L’impugnazione del licenziamento, accolta dal primo giudice, era stata respinta dalla Corte d’appello che, mentre negava validità agli argomenti di carattere formale (tardività
del licenziamento rispetto alla contestazione, inosservanza del termine di preavviso del trasferimento) sui quali il primo giudice aveva basato la declaratoria di illegittimità del
licenziamento, valutava poi le prove assunte in appello e riteneva legittimo il provvedimento di trasferimento per concentrazione nella nuova sede delle attività di direzione commerciale
affidate alla dipendente e conseguentemente legittimo il licenziamento per rifiuto di prendervi servizio.
Contro tale sentenza la dipendente ha presentato ricorso in Cassazione

La decisione della Corte di Cassazione
Per la Cassazione, la norma contrattuale (che dispone che «il trasferimento dei lavoratori con responsabilità di direzione verrà di norma comunicato per iscritto agli
interessati con un preavviso di 45 giorni ovvero di 70 giorni per coloro che abbiano familiari a carico«) non detta un termine perentorio.
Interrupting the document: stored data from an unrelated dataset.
PR #855, opened 2022-07-10
PDM microphone support for nrf

pbert519:
PDM microphones have a long startup phase, therefore the driver samples continuously and only switches the target buffer if the user requests sampling.

### DIFF
--- a/embassy-nrf/src/lib.rs
+++ b/embassy-nrf/src/lib.rs
@@ -76,6 +76,14 @@ pub mod gpio;
 pub mod gpiote;
 #[cfg(not(any(feature = "_nrf5340", feature = "_nrf9160")))]
 pub mod nvmc;
+#[cfg(any(
+    feature = "nrf52810",
+    feature = "nrf52811",
+    feature = "nrf52833",
+    feature = "nrf52840",
+    feature = "_nrf9160"
+))]
+pub mod pdm;
 pub mod ppi;
 #[cfg(not(any(feature = "nrf52805", feature = "nrf52820", feature = "_nrf5340-net")))]
 pub mod pwm;
--- a/embassy-nrf/src/pdm.rs
+++ b/embassy-nrf/src/pdm.rs
@@ -1,0 +1,242 @@
+//! PDM mirophone interface
+
+use core::marker::PhantomData;
+use core::sync::atomic::{compiler_fence, Ordering};
+use core::task::Poll;
+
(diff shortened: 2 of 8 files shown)


embassy-nrf/src/lib.rs
```diff
@@ -76,6 +76,8 @@ pub mod gpio;
 pub mod gpiote;
 #[cfg(not(any(feature = "_nrf5340", feature = "_nrf9160")))]
 pub mod nvmc;
+#[cfg(feature = "nrf52840")]
```
lulf, line 79: Looking at Nordic infocenter, it looks like PDM should be available on the nRF 52833, 52811, 52810, 5340 and 9160 as well.

embassy-nrf/src/pdm.rs
```diff
@@ -0,0 +1,200 @@
...
+            .ptr
+            .write(|w| unsafe { w.sampleptr().bits(DUMMY_BUFFER.as_ptr() as u32) });
+        r.sample
+            .maxcnt
+            .write(|w| unsafe { w.buffsize().bits(DUMMY_BUFFER.len() as _) });
+
+        r.tasks_start.write(|w| w.tasks_start().set_bit());
+
+        Self { phantom: PhantomData }
+    }
```
lulf, line 100: Maybe this should be part of an explicit "calibrate()" method so that the peripheral isn't _on_ unless user requests it?

lulf (commented):
:rocket: Looks good, added a few comments inline.

embassy-nrf/src/pdm.rs
pbert519: But how would the user stop the "calibration"?
Maybe a start() and stop() function are better.

I would not stop the peripheral after the user samples, because we would need the startup / calibration for every sample we want to capture.

embassy-nrf/src/lib.rs
lulf: It seems only available from the application core, which I think you can guard with the feature "_nrf5340-app" (both secure and non-secure mode).

For the name, I think you should use PDM0 as used by the PAC.

embassy-nrf/src/pdm.rs
lulf: I'm a little worried user is going to forget stop(), but maybe it's good for now. With maybe also a Drop implementation that calls stop to be sure it stops.

Dirbaio (approved):
Thank you!

bors r+

PR #863, opened 2022-07-12
Add more convenience GPIO functions

chemicstry:
This reduces boilerplate code from:
```rs
if config.pin_high {
    pin.set_high()
} else {
    pin.set_low()
}
```
to
```rs
pin.set_level(config.pin_high.into());
```

### DIFF
--- a/embassy-stm32/src/gpio.rs
+++ b/embassy-stm32/src/gpio.rs
@@ -143,10 +143,7 @@ impl<'d, T: Pin> Flex<'d, T> {
 
     #[inline]
     pub fn get_level(&self) -> Level {
-        match self.is_high() {
-            true => Level::High,
-            false => Level::Low,
-        }
+        self.is_high().into()
     }
 
     #[inline]
@@ -164,10 +161,7 @@ impl<'d, T: Pin> Flex<'d, T> {
     /// What level output is set to
     #[inline]
     pub fn get_set_level(&self) -> Level {
-        match self.is_set_high() {
-            true => Level::High,
-            false => Level::Low,
-        }
+        self.is_set_high().into()
     }
 
     #[inline]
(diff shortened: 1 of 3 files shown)


embassy-stm32/src/gpio.rs
```diff
@@ -153,6 +161,15 @@ impl<'d, T: Pin> Flex<'d, T> {
         state == vals::Odr::LOW
     }
 
+    /// What level output is set to
+    #[inline]
+    pub fn get_set_level(&self) -> Level {
```
chemicstry, line 166: I'm not sure about the name 😅

Dirbaio:
- Can you add it to nrf, rp as well? We should try to keep all 3 as close as possible.
- If you add the bool<->Level `From` impls you can simplify the code a lot (no matches).

embassy-stm32/src/gpio.rs
Dirbaio: `get_output_level`?

Dirbaio:
> could there be problems with into() not being #[inline]?

within the same crate everything can get inlined I think?

Dirbaio:
Oh and another thing, sorry :sweat: 

It'd be better if all methods on Input/Output/OutputOpenDrain would just call into the corresponding Flex method, so that all logic is in Flex.

chemicstry:
> Oh and another thing, sorry 😓
> 
> It'd be better if all methods on Input/Output/OutputOpenDrain would just call into the corresponding Flex method, so that all logic is in Flex.

On it 👷‍♂️

chemicstry:
Done, except for `embassy-rp` `OutputOpenDrain`, which changes modes between input/output to emulate open drain

Dirbaio:
LGTM then! :D
Is it ready for merging?

Dirbaio (approved):
merge it is

bors r+

PR #1493, opened 2023-05-26
Disable ppi group in BufferedUarte drop

linusharberg:
Solve the issue where power consumption stays high after dropping BufferedUarte


Dirbaio (approved):
Thank you!

bors r+

PR #1494, opened 2023-05-26
Create flash partition for shared flash access

rmja:


embassy-embedded-hal/src/flash/partition.rs
```diff
@@ -0,0 +1,150 @@
...
+impl<M: RawMutex, T: ErrorType> ErrorType for Partition<'_, M, T> {
+    type Error = Error<T::Error>;
+}
+
+#[cfg(feature = "nightly")]
+impl<M: RawMutex, T: ReadNorFlash> ReadNorFlash for Partition<'_, M, T> {
+    const READ_SIZE: usize = T::READ_SIZE;
+
+    async fn read(&mut self, offset: u32, bytes: &mut [u8]) -> Result<(), Self::Error> {
+        if self.offset % T::READ_SIZE as u32 != 0 || self.size % T::READ_SIZE as u32 != 0 {
```
Dirbaio, line 54: I think it'd be better to check in `new` that offset/size are multiple of ERASE_SIZE. We can asume ERASE_SIZE is a multiple of READ_SIZE/WRITE_SIZE, so this covers read/write as well. This way we don't have to do checks at runtime.

Dirbaio: oh but then it needs `where T: NorFlash` in `new()`, so we can't support readonly flashes. 

Perhaps that's okay? Readonly flash is rare. Also, we could add support if someone needs it by adding `ReadonlyPartition` or something.

Dirbaio (approved):
thanks!

bors r+

PR #1496, opened 2023-05-27
Add BlockingPartition

rmja:
~~This currently does not compile as the blocking mutex does not provide a `&mut T`?~~ This should be ready.


Dirbaio (approved):
thanks!

PR #1497, opened 2023-05-27
Partition generic over blocking/async

rmja:
Is this a good idea? cc @Dirbaio


Dirbaio:
I think it's much simpler to do two separate structs instead. There's no code sharing between blocking and async, they're 2 separate sets of impls that are mutually exclusive. 

Also, this is the same issue as the mutex in shared buses, and there we already have separate structs for blocking/async.

rmja:
Closed in favor of #1496

PR #1498, opened 2023-05-27
Remove bootloader partitions

rmja:
Now when we have `Partition` and soon a `BlockingPartition` (this PR depends on #1496 for tests to run), then we don't need the local Partition type in the bootloader, nor the FlashConfig trait for dispatching the flash.

I have not migrated the FirmwareUpdate yet; I would like to know if this is a path that we want to make before I put in that effort.
I think that when it comes to the FirmwareUpdater, then it would have to be split into two types - a blocking and async, which should be ok.

Let me know what you think!


lulf (commented):
I like the simplifications, looks good!

rmja:
Ok I think this is ready. Are the bootloader examples part of CI? They probably should be.
Let me know what you think.

Dirbaio:
> Are the bootloader examples part of CI?

Yes [they are](https://github.com/embassy-rs/embassy/blob/1d34078fa11839f88dd2e47a9355c6b35755128f/ci.sh#L115-L128)

Dirbaio (approved):

PR #1501, opened 2023-05-29
async can

xoviat:
> You really want a queue for receiving. At 1mbps, the inter-frame time can be as low as 67us and with just 3 receive mailboxes per FIFO you will be missing frames if using only wakers.
> The bxcan library was getting in my way a lot, so it might be worth investigating if using just the registers from PAC would be cleaner.
> Some protocols (i.e. cyphal) need RX timestamps, so it would be a nice to have under time feature gate.

- [x] Switch to new irq handlers
- [x] Add timestamp to RX messages
- [x] Implement message queue
- [x] Implement message priority


schphil:
@xoviat have you thought about adding a split method  `CAN -> TX & RX`  to send and receive simultaneously ? i did that in my repo. the only problem I have with this that I loose the ability the reconfigure since there is nothing like a reunite. what do you think?

embassy-stm32/src/can/bxcan.rs
```diff
@@ -26,30 +110,236 @@ impl<'d, T: Instance> Can<'d, T> {
...
+        self.can.modify_config().set_bit_timing(bit_timing).leave_disabled();
+    }
+
+    /// Queues the message to be sent but exerts backpressure
+    pub async fn write(&mut self, frame: &Frame) -> bxcan::TransmitStatus {
+        poll_fn(|cx| {
+            if let Ok(status) = self.can.transmit(frame) {
+                return Poll::Ready(status);
+            }
+            T::state().tx_waker.register(cx.waker());
```
Dirbaio, line 164: This has a race condition: if the interrupt happens after `can.transmit()` but before `tx_waker.register()`, the task won't get woken and will get stuck.

You have to register the waker first.

xoviat:
@Dirbaio Sorry, that wasn't my code and I just missed that issue before I marked this as ready. Thanks for the catch.

Dirbaio (approved):
thanks! :rocket:

PR #1504, opened 2023-05-29
Add read-only partition support

rmja:


embassy-embedded-hal/src/flash/partition/asynch.rs
```diff
@@ -23,20 +23,33 @@ impl<'a, M: RawMutex, T: NorFlash> Partition<'a, M, T> {
...
+            panic!("Partition size must be a multiple of the read, write and erase size");
         }
         Self { flash, offset, size }
     }
 }
 
-impl<M: RawMutex, T: NorFlash> ErrorType for Partition<'_, M, T> {
+impl<'a, M: RawMutex, T: ReadNorFlash> Partition<'a, M, T> {
+    /// Create a new read-only partition
+    pub const fn new_readonly(flash: &'a Mutex<M, T>, offset: u32, size: u32) -> Self {
```
Dirbaio, line 37: This allows you to call `new_readonly()` with a readwrite flash to obtain a `Partition<..., MyReadWriteFlash>`, which doesn't check WRITE_SIZE/ERASE_SIZE, and then still call the read-write NorFlash methods on it.

PR #1509, opened 2023-05-30
embassy-usb modifications

pcbzzz:
`BosWriter` doesn't write valid attributes, seems like it was just added as an example. BOS needs more data than is currently being passed to the builder, so I don't think it's even really necessary as a builder param until it's more flushed out. Though I've left is as optional for now.

### DIFF
--- a/embassy-usb/src/class/hid.rs
+++ b/embassy-usb/src/class/hid.rs
@@ -1,6 +1,6 @@
 //! USB HID (Human Interface Device) class implementation.
 
-use core::mem::MaybeUninit;
+use core::mem::{self, MaybeUninit};
 use core::ops::Range;
 use core::sync::atomic::{AtomicUsize, Ordering};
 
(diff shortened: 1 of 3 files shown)


embassy-usb/src/class/hid.rs
```diff
@@ -369,8 +369,30 @@ impl<'d, D: Driver<'d>, const N: usize> HidReader<'d, D, N> {
...
+    /// Boot protocol, custom reports are ignored
+    Boot = 0,
+    /// Custom reports
+    Report = 1,
+}
+
 /// Handler for HID-related control requests.
 pub trait RequestHandler {
+    /// Gets the current HID protocol
+    fn get_protocol(&self) -> Option<Protocol> {
```
Dirbaio, line 386: None here means "return 1", it has no special meaning. I think it'd make more sense to make this method not return an Option, and make the default impl return 1.

Dirbaio:
closing due to staleness. 

- The HID protocol seems a useful addition, feel free to repoen a PR with just that.
- I'm not sure about the BOS thing.

PR #1529, opened 2023-06-02
Fix #1528 HS USB on STM32F7

### LINKED ISSUE #1528: STM32F7 High-Speed USB device does not appear (ULPI via USB3320)
I'm working with an STM32F746 Discovery board and am having no USB connectivity at all via the HS USB port. It has a USB3320 for HS via ULPI. The device has 2 separate USB ports for HS and FS. I'm on the main branch running Windows 10.

"No connectivity" as in Windows does not show any new devices or notifications. Also using a tool called USB Device Tree Viewer which clearly shows new/removed devices even if they're connected for a short amount of time, or have failed a negotiation etc.

Based off [a comment](https://github.com/embassy-rs/embassy/pull/1145#issuecomment-1379497618) for the USB OTG PR, I've modified the [usb_serial example](https://github.com/embassy-rs/embassy/blob/main/examples/stm32f7/src/bin/usb_serial.rs) and tried various things to try get it to work with no luck. The [modified code here](https://gist.github.com/gak/0a2db8299abd10ff8155c9db78b45467#file-usb_serial-rs), along with logs and cargo files.

Things I tried/Notes: (I'm new to Embassy and STM32 so these might not be appropriate debugging attempts)
- Various clock speeds, buffer sizes.
- ~~Set all related pins to VeryHigh.~~ (Looks like Embassy does this in `config_ulpi_pins!`)
- ~~Various USB cables, ports, hubs, direct to PC. (All USB 2.1/3.x)~~ (Not the issue)
- ~~There are jumper settings for which USB device powers the board, and changed between them.~~ (Not the issue)
- Reboots, lots of reboots.
- Checked the GPIO pins multiple times in the code. Tried different ones intentionally and awesomely failed to compile. Nice!
- Using FS only, successfully detected USB on the original usb_serial example with no problems.
- The board schematics has a different pin for ULPI_DIR to what CubeMX suggests. Tried both.
- DISCO appears to use USB3320’s CLKOUT as the clock source. Not sure if relevant.
- The official STM32 C examples work, e.g. [HID_Standalone](https://github.com/STMicroelectronics/STM32CubeF7/tree/master/Projects/STM32746G-Discovery/Applications/USB_Device/HID_Standalone)

Unfortunately everything is so small on the PCB I can't get a decent probe in there to see what's actually talking!

Any suggestions would be appreciated. In the mean time I'll dig into the code some more.

gak:
#1528 

`w.set_usb_otg_hsen(ulpien);` seems to not be needed, but leaving it in because I don't know if any clock configuration would disable it.


xoviat (approved):
Given that these changes mirror the h7 logic, I will merge this after a bit of time if no one else objects, or if someone else does not get to it first.

PR #1530, opened 2023-06-03
sync/pipe: write all user data to pipe

cumthugo:
Hello, old _try_write_with_context_ function only write minimum available size to pipe, some data will be lost from user.

It can workaround by user side base on return bytes from write(buf).await, but it's complex.

This patch will wait until all bytes are written to pipe.

### DIFF
--- a/embassy-sync/src/pipe.rs
+++ b/embassy-sync/src/pipe.rs
@@ -294,6 +294,16 @@ where
         WriteFuture { pipe: self, buf }
     }
 
+    /// Write all bytes to the pipe.
+    ///
+    /// This method writes all bytes from `buf` into the pipe
+    pub async fn write_all(&self, mut buf: &[u8]) {
+        while !buf.is_empty() {
+            let n = self.write(buf).await;
+            buf = &buf[n..];
+        }
+    }
+
     /// Attempt to immediately write some bytes to the pipe.
     ///
     /// This method will either write a nonzero amount of bytes to the pipe immediately,


Dirbaio:
It works like this by design. `write` and `read` in `Pipe` work like `std::io::Read/Write`. They only guarantee is "if there's space, at least 1 byte is written".

If you want to write until the full slice is written, use `.write_all` (from `embedded-io`) instead of `.write`:

See previous discussion in #1296

cumthugo:
It still makes me confused. My patch is also compatible with "if there's space, at least 1 byte is written".

`async write` in `Pipe` should make user easy to use, user who want to use `Pipe/write` directly must follow the way like `write_all` in [embedded-io](https://github.com/embassy-rs/embedded-io).

There is no use case to return part of bytes in **async mode**, so I think it's different with sync mode in `std::io::Read/Write`. And this issue is triggered by ringbuffer which is the internal/detail implementation. 
As a user of `Pipe`, there's no need to go deep into the implementation of ringbuffer to find the root cause unless provide `write_all` in `Pipe`.

Dirbaio:
> There is no use case to return part of bytes in async mode

There are some use cases, when the user is going to loop calling `write` anyway. If you make `write` loop writing all chunks, you end up with two nested loops which is an unnecessary cost.

> unless provide write_all in Pipe.

Adding a builtin `Pipe::write_all()` sounds good to me. I think some of the confusion is because `write` is available directy but you need to import `embedded_io` for `write_all`. Having `write_all` builtin could help?

One thing is sure, `write` should behave like embedded-io `write`, not `write_all`, for consistency.

cumthugo:
I agree with you, adding `Pipe::write_all()` help me to use `Pipe` correctly.

I'm newer of Rust and Github, please help to check the updated changes, thanks.

embassy-sync/src/pipe.rs
```diff
@@ -293,7 +293,19 @@ where
     pub fn write<'a>(&'a self, buf: &'a [u8]) -> WriteFuture<'a, M, N> {
         WriteFuture { pipe: self, buf }
     }
-
+    
+    /// Write all bytes to the pipe.
+    ///
+    /// This method writes all bytes from `buf` into the pipe
+    pub async fn write_all<'a>(&'a self, buf: &'a [u8]) -> Result<(), TryWriteError> {
```
Dirbaio, line 300: - explicitly writing the `'a` lifetime is not needed
- this can't fail, so it should return nothing, not a Result.

embassy-sync/src/pipe.rs
```diff
@@ -293,7 +293,19 @@ where
...
+        let mut buf = buf;
```
Dirbaio, line 301: intead of creating another `let` binding, you can make the function arg itself mut: `fn write_all(..., mut buf: &[u8])`

Dirbaio:
Thanks!

Could you run rustfmt, and also squash all commits so the other approach doesn't appear in the git history?

Dirbaio:
Thank you!

PR #1531, opened 2023-06-03
wip: tl_mbox

xoviat:


xoviat:
@OueslatiGhaith let me know if these changes look good to you.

La Cassazione, infatti, ha precisato che l’espressione «di norma» indica una possibilità e non un obbligo cogente e che la disposizione non prevede alcuna
sanzione nell’ipotesi del mancato preavviso a carico del datore ovvero ? e di contro- particolari diritti in capo al lavoratore, al di là (e pare questa l’ipotesi massima desumibile
dall’esame delle disposizioni contrattuali alla luce dei normali e generali principi di diritto) dell’ipotesi di ulteriore prolungamento del termine entro cui prendere servizio presso la sede
di nuova destinazione, in caso di richiesta in tal senso del lavoratore.
Il dipendente, quindi, avrebbe diritto a vedersi prorogare il temine finale di trasferimento fino al 45° ovvero al 70° giorno dalla comunicazione, pena, in difetto, l’eventuale azione
risarcitoria, sempre in ipotesi affatto differente dalla presente fattispecie nella quale lavoratrice non ha chiesto alcun differimento di detto termine né ha avanzato azioni
risarcitorie di sorta, essendosi limitata a rifiutare il trasferimento ed a non presentarsi mai presso la nuova sede.
Pertanto, la Cassazione non rinviene alcuna violazione del criterio di interpretazione letterale del CCNL.
Così la Corte di Cassazione ha rigettato il ricorso della dipendente, condannandola alle spese del giudizio, a quelle per onorari, oltre che alle spese generali, IVA e CPA.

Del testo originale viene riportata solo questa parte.